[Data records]
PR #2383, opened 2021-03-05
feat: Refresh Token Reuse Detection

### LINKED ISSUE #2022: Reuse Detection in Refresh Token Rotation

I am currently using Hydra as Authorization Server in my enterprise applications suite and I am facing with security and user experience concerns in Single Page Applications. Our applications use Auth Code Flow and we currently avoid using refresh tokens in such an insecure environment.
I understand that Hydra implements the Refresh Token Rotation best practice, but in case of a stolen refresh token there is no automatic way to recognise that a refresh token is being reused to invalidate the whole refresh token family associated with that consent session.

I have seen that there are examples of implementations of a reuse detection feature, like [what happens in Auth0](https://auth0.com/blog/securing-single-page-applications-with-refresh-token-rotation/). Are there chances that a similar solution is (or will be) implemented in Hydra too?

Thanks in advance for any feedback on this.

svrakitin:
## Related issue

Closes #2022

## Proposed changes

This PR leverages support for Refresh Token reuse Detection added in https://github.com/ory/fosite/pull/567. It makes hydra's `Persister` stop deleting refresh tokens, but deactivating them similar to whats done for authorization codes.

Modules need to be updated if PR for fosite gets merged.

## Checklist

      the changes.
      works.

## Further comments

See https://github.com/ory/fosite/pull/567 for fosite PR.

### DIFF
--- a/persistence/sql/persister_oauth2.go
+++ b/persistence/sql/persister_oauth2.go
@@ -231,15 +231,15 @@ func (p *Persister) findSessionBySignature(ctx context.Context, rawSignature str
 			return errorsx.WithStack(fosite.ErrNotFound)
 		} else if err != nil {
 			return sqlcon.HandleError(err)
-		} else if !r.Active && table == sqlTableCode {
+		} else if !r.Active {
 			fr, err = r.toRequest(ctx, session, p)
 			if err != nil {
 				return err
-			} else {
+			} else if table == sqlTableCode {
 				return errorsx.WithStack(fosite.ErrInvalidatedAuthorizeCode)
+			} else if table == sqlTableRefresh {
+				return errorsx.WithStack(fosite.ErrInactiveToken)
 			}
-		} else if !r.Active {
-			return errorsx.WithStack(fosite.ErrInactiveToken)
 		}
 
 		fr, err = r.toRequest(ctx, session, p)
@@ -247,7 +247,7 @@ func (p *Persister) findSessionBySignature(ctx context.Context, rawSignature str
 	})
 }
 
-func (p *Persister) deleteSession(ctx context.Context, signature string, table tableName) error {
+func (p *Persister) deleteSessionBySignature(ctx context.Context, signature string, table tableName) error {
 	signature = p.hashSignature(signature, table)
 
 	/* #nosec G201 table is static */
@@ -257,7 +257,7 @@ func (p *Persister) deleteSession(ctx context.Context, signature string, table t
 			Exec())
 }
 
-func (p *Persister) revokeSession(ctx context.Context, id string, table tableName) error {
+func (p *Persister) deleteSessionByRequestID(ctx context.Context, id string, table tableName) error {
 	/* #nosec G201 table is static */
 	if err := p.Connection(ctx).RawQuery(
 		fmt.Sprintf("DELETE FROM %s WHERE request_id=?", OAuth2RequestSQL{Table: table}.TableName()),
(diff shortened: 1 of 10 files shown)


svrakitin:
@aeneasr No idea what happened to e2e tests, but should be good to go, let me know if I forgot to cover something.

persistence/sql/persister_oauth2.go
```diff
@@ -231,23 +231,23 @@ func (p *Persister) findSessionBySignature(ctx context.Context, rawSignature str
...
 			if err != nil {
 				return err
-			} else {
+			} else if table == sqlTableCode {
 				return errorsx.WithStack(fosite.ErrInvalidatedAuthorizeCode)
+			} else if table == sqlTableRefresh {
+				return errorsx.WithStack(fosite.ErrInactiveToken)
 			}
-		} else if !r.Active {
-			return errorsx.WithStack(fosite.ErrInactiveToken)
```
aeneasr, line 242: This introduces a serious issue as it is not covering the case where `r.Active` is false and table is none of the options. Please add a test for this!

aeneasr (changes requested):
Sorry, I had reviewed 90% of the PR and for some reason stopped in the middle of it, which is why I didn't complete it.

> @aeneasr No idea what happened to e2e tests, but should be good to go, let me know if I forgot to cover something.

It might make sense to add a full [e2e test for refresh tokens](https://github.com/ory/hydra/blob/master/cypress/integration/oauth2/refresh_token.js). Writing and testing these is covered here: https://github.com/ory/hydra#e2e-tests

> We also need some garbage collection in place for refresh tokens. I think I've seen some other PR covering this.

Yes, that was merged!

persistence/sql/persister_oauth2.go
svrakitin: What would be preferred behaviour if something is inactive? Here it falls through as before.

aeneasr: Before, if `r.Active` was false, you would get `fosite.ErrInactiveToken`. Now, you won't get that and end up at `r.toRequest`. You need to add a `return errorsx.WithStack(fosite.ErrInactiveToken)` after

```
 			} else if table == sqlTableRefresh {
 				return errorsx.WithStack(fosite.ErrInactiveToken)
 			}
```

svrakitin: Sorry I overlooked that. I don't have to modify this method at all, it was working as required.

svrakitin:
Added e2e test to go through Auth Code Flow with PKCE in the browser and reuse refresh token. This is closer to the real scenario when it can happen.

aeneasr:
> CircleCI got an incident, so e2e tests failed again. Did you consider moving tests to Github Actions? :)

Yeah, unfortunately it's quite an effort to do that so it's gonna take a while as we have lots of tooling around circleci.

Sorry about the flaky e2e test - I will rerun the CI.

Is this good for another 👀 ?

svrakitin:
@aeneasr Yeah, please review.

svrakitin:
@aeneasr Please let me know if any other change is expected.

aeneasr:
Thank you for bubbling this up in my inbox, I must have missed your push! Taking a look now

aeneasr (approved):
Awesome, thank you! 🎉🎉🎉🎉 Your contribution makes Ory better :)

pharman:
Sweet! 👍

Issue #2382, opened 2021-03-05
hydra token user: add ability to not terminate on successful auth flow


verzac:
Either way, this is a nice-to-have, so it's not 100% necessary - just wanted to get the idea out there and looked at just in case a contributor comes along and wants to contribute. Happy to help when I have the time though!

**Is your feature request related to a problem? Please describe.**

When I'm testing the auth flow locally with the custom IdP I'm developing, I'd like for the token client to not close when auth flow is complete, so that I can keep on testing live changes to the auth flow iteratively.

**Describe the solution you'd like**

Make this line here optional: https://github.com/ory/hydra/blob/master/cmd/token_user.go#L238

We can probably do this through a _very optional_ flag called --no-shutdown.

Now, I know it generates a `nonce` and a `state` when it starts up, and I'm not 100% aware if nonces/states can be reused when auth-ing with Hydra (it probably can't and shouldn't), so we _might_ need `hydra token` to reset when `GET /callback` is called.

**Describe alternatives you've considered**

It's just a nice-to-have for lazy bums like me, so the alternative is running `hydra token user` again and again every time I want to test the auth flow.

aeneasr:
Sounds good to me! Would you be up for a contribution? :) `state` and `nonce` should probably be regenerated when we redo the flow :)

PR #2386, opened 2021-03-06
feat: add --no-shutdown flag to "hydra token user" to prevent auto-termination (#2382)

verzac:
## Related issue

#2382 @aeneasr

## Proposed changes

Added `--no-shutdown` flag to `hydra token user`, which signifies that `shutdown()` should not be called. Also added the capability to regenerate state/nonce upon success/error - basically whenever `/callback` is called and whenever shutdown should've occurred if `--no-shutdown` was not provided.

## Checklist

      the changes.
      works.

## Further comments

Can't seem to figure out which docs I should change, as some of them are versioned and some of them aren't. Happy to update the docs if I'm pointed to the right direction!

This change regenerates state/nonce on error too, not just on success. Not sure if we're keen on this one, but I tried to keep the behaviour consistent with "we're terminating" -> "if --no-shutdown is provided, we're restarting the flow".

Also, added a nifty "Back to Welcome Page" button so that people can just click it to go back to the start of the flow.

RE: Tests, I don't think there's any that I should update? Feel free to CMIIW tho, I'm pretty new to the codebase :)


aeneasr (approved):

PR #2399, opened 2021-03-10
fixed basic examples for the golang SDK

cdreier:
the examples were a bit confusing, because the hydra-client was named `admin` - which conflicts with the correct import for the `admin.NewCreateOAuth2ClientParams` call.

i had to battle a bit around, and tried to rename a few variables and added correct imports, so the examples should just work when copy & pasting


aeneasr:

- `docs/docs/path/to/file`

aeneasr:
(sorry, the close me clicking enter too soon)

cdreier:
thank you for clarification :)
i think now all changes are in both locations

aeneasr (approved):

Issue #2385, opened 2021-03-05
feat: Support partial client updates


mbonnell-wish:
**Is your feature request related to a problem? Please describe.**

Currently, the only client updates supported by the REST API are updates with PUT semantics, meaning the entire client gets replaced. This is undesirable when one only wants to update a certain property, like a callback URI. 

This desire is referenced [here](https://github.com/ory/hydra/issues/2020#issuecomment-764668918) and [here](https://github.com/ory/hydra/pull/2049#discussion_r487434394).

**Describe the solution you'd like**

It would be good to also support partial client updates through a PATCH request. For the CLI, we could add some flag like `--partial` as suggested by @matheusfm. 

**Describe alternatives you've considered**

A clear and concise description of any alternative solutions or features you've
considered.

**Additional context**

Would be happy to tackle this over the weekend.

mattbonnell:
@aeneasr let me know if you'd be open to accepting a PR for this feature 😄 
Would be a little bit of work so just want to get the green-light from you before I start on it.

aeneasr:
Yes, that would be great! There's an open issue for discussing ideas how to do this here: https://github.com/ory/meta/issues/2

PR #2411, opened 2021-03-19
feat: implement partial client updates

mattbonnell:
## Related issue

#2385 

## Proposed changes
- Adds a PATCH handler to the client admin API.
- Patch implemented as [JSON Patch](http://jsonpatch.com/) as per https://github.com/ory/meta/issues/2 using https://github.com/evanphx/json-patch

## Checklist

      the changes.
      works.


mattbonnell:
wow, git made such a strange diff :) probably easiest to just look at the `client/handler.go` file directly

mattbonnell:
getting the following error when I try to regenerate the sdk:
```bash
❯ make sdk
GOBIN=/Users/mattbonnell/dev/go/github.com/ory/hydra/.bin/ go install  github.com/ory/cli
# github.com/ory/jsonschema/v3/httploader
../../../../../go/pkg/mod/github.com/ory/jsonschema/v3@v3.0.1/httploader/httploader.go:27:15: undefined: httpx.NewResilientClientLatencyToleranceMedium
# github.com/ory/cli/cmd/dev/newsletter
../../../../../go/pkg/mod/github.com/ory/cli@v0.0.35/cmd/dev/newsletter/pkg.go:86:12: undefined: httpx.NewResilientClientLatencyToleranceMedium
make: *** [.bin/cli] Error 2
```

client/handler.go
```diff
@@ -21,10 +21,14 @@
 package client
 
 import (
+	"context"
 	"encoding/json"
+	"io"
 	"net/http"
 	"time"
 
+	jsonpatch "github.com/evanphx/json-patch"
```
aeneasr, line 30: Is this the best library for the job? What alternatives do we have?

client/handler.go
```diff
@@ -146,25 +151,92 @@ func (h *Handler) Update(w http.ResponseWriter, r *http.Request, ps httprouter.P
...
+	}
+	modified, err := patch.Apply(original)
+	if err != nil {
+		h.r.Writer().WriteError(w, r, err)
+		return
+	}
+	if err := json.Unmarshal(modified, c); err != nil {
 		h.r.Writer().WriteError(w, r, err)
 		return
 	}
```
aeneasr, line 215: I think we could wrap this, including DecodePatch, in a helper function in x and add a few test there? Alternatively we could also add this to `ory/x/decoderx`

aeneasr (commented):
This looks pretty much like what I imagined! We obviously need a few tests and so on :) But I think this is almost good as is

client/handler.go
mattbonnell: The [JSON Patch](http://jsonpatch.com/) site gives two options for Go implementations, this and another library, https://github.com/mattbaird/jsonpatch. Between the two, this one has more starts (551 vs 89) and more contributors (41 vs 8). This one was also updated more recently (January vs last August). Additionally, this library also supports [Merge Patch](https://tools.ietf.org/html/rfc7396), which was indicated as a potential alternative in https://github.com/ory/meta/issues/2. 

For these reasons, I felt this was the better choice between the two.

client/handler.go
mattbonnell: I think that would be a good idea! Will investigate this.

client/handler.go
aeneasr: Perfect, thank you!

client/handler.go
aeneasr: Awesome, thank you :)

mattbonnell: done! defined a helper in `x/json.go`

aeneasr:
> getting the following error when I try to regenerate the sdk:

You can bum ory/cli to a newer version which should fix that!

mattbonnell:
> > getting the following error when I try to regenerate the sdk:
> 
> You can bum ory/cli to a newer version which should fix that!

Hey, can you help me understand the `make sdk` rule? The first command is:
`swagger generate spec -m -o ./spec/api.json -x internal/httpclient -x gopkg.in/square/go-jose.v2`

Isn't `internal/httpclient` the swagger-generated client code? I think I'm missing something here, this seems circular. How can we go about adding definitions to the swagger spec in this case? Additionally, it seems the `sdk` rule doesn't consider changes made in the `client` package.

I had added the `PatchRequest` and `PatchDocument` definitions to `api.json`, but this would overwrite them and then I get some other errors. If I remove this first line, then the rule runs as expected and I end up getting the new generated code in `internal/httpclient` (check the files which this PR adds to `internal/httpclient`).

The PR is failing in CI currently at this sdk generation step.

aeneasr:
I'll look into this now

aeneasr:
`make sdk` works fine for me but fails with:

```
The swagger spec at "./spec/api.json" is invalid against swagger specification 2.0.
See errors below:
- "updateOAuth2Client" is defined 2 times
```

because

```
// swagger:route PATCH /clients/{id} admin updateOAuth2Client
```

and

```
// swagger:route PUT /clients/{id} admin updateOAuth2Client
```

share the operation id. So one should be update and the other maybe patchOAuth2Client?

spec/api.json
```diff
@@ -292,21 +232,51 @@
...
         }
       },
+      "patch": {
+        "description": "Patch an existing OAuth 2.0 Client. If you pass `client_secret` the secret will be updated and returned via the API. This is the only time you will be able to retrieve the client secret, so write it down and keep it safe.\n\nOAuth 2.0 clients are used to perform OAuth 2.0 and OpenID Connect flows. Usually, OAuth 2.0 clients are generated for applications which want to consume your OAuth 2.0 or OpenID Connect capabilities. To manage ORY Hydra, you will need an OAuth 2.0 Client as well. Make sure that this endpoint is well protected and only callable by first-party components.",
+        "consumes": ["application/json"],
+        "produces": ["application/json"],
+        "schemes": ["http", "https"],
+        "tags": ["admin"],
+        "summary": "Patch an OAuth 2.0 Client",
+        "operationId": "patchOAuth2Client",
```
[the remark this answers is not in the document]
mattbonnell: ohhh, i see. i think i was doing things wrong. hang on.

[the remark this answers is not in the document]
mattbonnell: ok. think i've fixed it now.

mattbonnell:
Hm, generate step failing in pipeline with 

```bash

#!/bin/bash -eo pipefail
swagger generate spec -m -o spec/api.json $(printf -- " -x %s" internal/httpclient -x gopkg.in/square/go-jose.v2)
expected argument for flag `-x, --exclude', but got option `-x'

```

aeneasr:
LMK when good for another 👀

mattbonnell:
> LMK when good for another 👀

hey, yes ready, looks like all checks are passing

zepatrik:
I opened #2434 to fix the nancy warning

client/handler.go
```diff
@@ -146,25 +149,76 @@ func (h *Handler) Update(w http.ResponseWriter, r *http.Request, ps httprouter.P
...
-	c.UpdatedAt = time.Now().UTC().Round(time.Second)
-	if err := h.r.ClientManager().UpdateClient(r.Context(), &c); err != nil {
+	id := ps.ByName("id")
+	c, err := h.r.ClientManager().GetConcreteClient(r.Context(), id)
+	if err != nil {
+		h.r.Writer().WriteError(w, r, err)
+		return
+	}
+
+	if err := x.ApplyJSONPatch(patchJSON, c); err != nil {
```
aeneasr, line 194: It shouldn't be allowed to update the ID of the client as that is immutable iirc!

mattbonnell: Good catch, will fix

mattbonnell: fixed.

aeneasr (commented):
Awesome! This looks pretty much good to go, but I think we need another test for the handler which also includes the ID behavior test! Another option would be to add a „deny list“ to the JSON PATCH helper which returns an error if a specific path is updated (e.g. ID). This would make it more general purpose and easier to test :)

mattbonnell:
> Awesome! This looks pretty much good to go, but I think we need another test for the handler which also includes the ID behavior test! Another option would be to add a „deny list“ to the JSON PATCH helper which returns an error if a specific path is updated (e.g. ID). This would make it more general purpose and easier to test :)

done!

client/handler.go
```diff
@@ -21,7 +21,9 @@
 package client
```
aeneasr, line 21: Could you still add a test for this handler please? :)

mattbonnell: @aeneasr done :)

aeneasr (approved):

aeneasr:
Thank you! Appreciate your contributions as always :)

YOUR GOAL:
Above are the entries; repeat their lines exactly, from the first through the one that contains "### LINKED ISSUE".

ANSWER FOR THIS EXERCISE:
PR #2383, opened 2021-03-05
feat: Refresh Token Reuse Detection

### LINKED ISSUE #2022: Reuse Detection in Refresh Token Rotation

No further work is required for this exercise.